Issue #26, opened 2026-07-12
Feature request: distil dissect — per-session deep-dive report (working implementation available)


pliablepixels:
[foo.html](https://github.com/user-attachments/files/29944829/foo.html)

### The gap

distil records rich local telemetry (the savings ledger, restore store, shadow verdicts), but every reader is an **aggregate**: `leaderboard`/`dashboard` roll up all sessions, `shadow-stats` is a global window. There is no way to answer the question users actually ask after a session:

> *"What exactly happened to **that** session — what was compressed, what wasn't, what did it cost me, and did anything go wrong?"*

Today that takes hand-written `jq` over `savings.jsonl`, grepping `restore/`, and guesswork. In practice it also means real failures stay invisible — we only found #25 (expand escapes + silent shadow) by manually spelunking those files.

### Proposal

A new subcommand, following the existing reader conventions (`--json`, `--html`, plain text, stdlib-only):

```
distil dissect                    # list sessions (tool, times, saved%) — interactive picker on a TTY
distil dissect latest             # deep-dive one session (id, unique prefix, or `latest`)
distil dissect latest --html p.html
distil dissect --serve            # localhost portal: / = picker, /session/<sid> = live report
```

The report leads with a plain-language **"What happened"** narrative (for readers who won't hover a tile), then drills down:

- **Savings**: baseline → actually-sent input tokens, per model; dollars flagged *notional* on flat-rate billing, with a "context budget stretched ~N×" headroom figure instead.
- **Savings by mechanism**: digest folds vs cache-delta.
- **What was NOT optimized and why**: system-prompt + tool-definition overhead (resent verbatim every request), verbatim requests, unbooked (failed/retried) requests.
- **Digest inventory**: folded blocks by content kind (`log:l`, `prose:m`, …), largest folds, re-fold churn, and whether each block is still recoverable from `restore/`.
- **Ground truth**: billed `usage.input/output_tokens` captured from API responses (JSON and SSE), with a calibration figure showing how close the heuristic estimate came.
- **Latency by path** — including the `--expand` forced-buffering TTFT tax, measured.
- **Quality loops**: expand resolutions, shadow samples/verdicts.
- **A "worth your attention" anomaly list**: proxy bypass, shadow configured-but-silent, expand-never-intercepted (both #25 signatures detected automatically), unbooked-request spikes, savings far below the user's own median.

[...]

Issue #25, opened 2026-07-11
wrap --expand: distil_expand tool_use escapes to the client on streamed no-new-handle requests; --shadow silently records nothing (subscription/OAuth session)


pliablepixels:
In a real `distil wrap --expand --session-delta --shadow 0.1 -- claude` session (Claude Code, subscription/OAuth), compression worked end-to-end (19 requests, 1,819,796 → 627,955 input tokens, 65.5%, subagent traffic included), but **both quality-assurance features in that flag set showed no signs of life**:

1. `--expand`: the agent called the advertised `distil_expand` tool and the tool_use **escaped to the client unresolved** — Claude Code answered `Error: No such tool available: distil_expand`. `~/.distil/expand-stats.json` after the session: 1,535 blocks digested, **0 expanded**. So the lossy digest currently has no working recovery path in this configuration.
2. `--shadow 0.1`: after the same 19 requests, `distil shadow-stats` reports "No shadow samples yet" and no shadow ledger file exists in `~/.distil` at all.

## Environment

- distil 1.14.1 (installed binary matches the v1.14.1 tag)
- macOS (Darwin 25.5.0), zsh
- Agent: Claude Code (Anthropic Messages API, **streaming**), subscription billing (OAuth, no API key)
- Launch: `alias claude='distil wrap --expand --session-delta --shadow 0.1 -- claude'`

## Symptom 1 — `distil_expand` tool_use relayed raw to the client

What the agent saw, mid-session (conversation full of live digest markers from earlier turns):

- Tool results contained markers like `<< +25 lines, handle=6014b735 >>`, and the `distil_expand` tool definition was visible to the model — so `inject_expand_tool` fired on earlier requests.
- The model then called `distil_expand` with `{"handle": "6014b735"}` (a valid handle from an earlier turn) and the client returned `No such tool available: distil_expand` — i.e. the tool_use block reached Claude Code instead of being resolved by the proxy's transparent expand loop.

### Where I think it breaks (v1.14.1 sources)

Both the streaming bypass and the expand loop are gated on the **current request's** store having handles:

- `distil/proxy.py:604` — `if want_stream and not (expand and getattr(store, "handles", None)):` → streamed requests take the pass-through relay (`stream_upstream`, with `want_body=False`) whenever `store.handles` is falsy. Nothing inspects the streamed response for `distil_expand` tool_use blocks on this path.
[...]

PR #27, opened 2026-07-12
feat: distil dissect — per-session deep-dive report (implements #26)

pliablepixels:
Implements #26 — `distil dissect`: a per-session deep-dive report of what distil actually did, for any wrapped tool.

## What this adds

```
distil dissect                     # session picker (interactive on a TTY)
distil dissect latest              # one session: narrative + drill-down (--json / --html)
distil dissect --serve             # localhost portal: / picker, /session/<sid> live reports
distil dissect latest --transcript # opt-in: correlate with the agent's own conversation log
```

**The report** leads with a plain-language "What happened" narrative, then drills down: savings per model (dollars marked *notional* on flat-rate billing, with a headroom multiplier instead), savings by mechanism (digest vs cache-delta), what was *not* optimized and why (system-prompt/tool-definition overhead, verbatim and unbooked requests), the digest inventory (blocks by kind, largest folds, re-fold churn, restore-blob recoverability), billed usage captured from API responses with a heuristic-calibration figure, latency by path (the `--expand` buffering tax is now a measured number), quality loops, and a "worth your attention" anomaly list — which detects the #25 signatures automatically, so that class of silent failure can't hide again.

The HTML report is self-contained (inline SVG, no CDN, no new dependencies) with cursor-following tooltips that explain every distil term in plain English. A demo rendered from synthetic data is attached to #26.

**Transcript correlation** (strictly opt-in — it names tools/files/prompts, everything else stays content-free): joins the session with the agent's own log via the restore store's original bytes matched into transcript tool results. Yields folds named by producing tool + prompt, tools defined-but-never-invoked (on a real session: 20/24 tools ≈ 40k tokens/request paid for nothing), re-fetched-after-fold warnings (a multi-turn quality signal shadow sampling can't see), and cost per human turn.

Agent support is a pluggable adapter layer: `distil/transcripts/base.py` documents the contract (two methods — `discover`, `load` — normalizing into turns/tool-calls/tool-results); the registry keys on the wrap manifest's tool name. Claude Code is the first adapter; codex/gemini/aider are one module + one registry line each. Extensibility is proven by an in-test toy adapter.

## Proxy-side changes (small, fail-open, content-free)

Two logs, both under the existing `sessions/` TTL sweep, both wrapped so bookkeeping can never break a request:

- `sessions/<sid>.json` — wrap manifest (tool, argv, cwd, flags, billing, version), written once at startup.
- `sessions/<sid>.requests.jsonl` — one record per proxied request: token accounting from the extras the proxy already computes, per-block digest signatures (handle + kind:size + tokens, never content), billed `usage.*` (JSON parsed; SSE scanned from a bounded head/tail window in `streamrelay` via a new `usage_sink` param — nothing new is buffered), duration + stream-vs-buffered path, shadow/expand flags, per-tool definition sizes.

Pre-existing sessions degrade to a ledger-only view with an explicit note. The expand loop's `on_signal` seam additionally reports which handles were resolved (content-free).

## Conventions honored

- stdlib only, no new dependencies; full type hints; ruff/mypy clean.
- `make gate` + `distil verify` PASS on every commit (the branch is rebased onto v1.15.0, composing cleanly with the #25 fix — the report's forced-buffering metric now measures the TTFT trade your fix docstring mentions).
- No CHANGELOG entry, per RELEASING.md.
- 64 new tests in `tests/test_dissect.py` (proxy round-trips against a stub upstream incl. SSE usage capture, report math, renderers, portal routes, adapter parsing/discovery, correlation math, toy-adapter extensibility). Full suite: 1356 passed.

## Trying it

```
pipx install --force <this branch>   # or: uv run distil ...
distil wrap --expand --session-delta -- claude   # any base-url-honoring agent
distil dissect --transcript --serve              # then open http://127.0.0.1:8790/
```

## Review notes

The 10 commits are individually coherent if you prefer to review in stages (core+logging → insights → charts/UX → portal → transcript adapters). Equally happy to split this into that PR sequence instead — whatever reviews best. Naming and flag conventions are all up for adjustment.

Filed by Claude (Fable 5) assisting @pliablepixels

🤖 Generated with [Claude Code](https://claude.com/claude-code)

### DIFF
--- a/distil/cli.py
+++ b/distil/cli.py
@@ -302,7 +302,9 @@ def cmd_dissect(args: argparse.Namespace) -> int:
     use_color = (
         (not args.no_color) and sys.stdout.isatty() and os.environ.get("NO_COLOR") is None
     )
+    sid: str | None
     if not args.session:
+        sessions = dz.list_sessions()
         if args.json:
             rows = [
                 {
@@ -315,16 +317,33 @@ def cmd_dissect(args: argparse.Namespace) -> int:
                     "distil_input_tokens": o.distil_tokens,
                     "status": o.status,
                 }
-                for o in dz.list_sessions()
+                for o in sessions
             ]
             print(json.dumps(rows, indent=2))
+            return 0
+        print(dz.render_sessions_text(sessions, color=use_color))
+        # On a terminal, let the user pick right here instead of retyping the id.
+        if not (sessions and sys.stdin.isatty() and sys.stdout.isatty()):
+            return 0
+        try:
+            choice = input(f"\ndissect which session? [1-{len(sessions)}, Enter to quit] ").strip()
+        except (EOFError, KeyboardInterrupt):
+            print()
+            return 0
+        if not choice:
+            return 0
+        if choice.isdigit() and 1 <= int(choice) <= len(sessions):
+            sid = sessions[int(choice) - 1].sid
         else:
-            print(dz.render_sessions_text(dz.list_sessions(), color=use_color))
-        return 0
-    sid = dz.resolve_sid(args.session)
-    if sid is None:
-        print(f"no session matches {args.session!r} — run `distil dissect` to list them")
-        return 2
+            sid = dz.resolve_sid(choice)
+        if sid is None:
+            print(f"no session matches {choice!r}")
+            return 2
+    else:
+        sid = dz.resolve_sid(args.session)
+        if sid is None:
+            print(f"no session matches {args.session!r} — run `distil dissect` to list them")
+            return 2
     d = dz.dissect(sid)
     peers = dz.list_sessions()
     if args.json:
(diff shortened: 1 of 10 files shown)


dshakes:
merged in spirit and shipped in 1.15.1 — closing this as adopted.

quick note on the mechanics: rather than a straight merge I brought your changes in file-by-file so I could layer the three review fixes on top (argv → command[:1], flock on the jsonl append, and keeping the detail write synchronous). the net result is your branch, verbatim, plus those — I diffed my proxy.py against your rebased version afterward and they're identical except for exactly those fixes. you're co-author on the commit so the history keeps your name on it.

thanks for rebasing onto 1.15.0 too, that made this painless. the report's really good — the calibration-vs-billed-usage number and the "not optimized and why" section are the kind of thing I'd never have thought to surface. appreciate it.

Issue #30, opened 2026-07-21
distil default doesn't reach agents launched from IDE extensions (VSCode, Cursor, Windsurf, Antigravity)


tolgatuncoglu:
# `distil default` doesn't reach agents launched from IDE extensions (VSCode, Cursor, Windsurf, Antigravity)

## Problem

Both strategies behind `distil default` assume the wrapped agent is launched
from an interactive shell that sources an rc file:

- **Strategy A** (alias, default): `alias claude='distil wrap ... -- claude'` in
  `.zshrc`/`.bashrc`/etc.
- **Strategy B** (`--always-on`): a persistent proxy daemon, discovered via
  `export ANTHROPIC_BASE_URL=http://127.0.0.1:<port>` in the same rc file.

Neither reaches a `claude` process started by an IDE extension. Confirmed by
inspecting the process tree of the VSCode "Claude Code" extension:

```
Code Helper (Plugin)
  └─ .../extensions/anthropic.claude-code-*/resources/native-binary/claude
```

The extension host execs the native binary by absolute path — no PATH lookup,
no login/interactive shell, no rc file sourced. `distil default`'s install
silently does nothing for this session, with no error or warning.

## Scope of the gap (2x2: editor family × OS)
++++++++++
## Task goal
Copy every line where the word "opened" is present in the entries above.

## Written response
Issue #26, opened 2026-07-12
Issue #25, opened 2026-07-11
PR #27, opened 2026-07-12
Issue #30, opened 2026-07-21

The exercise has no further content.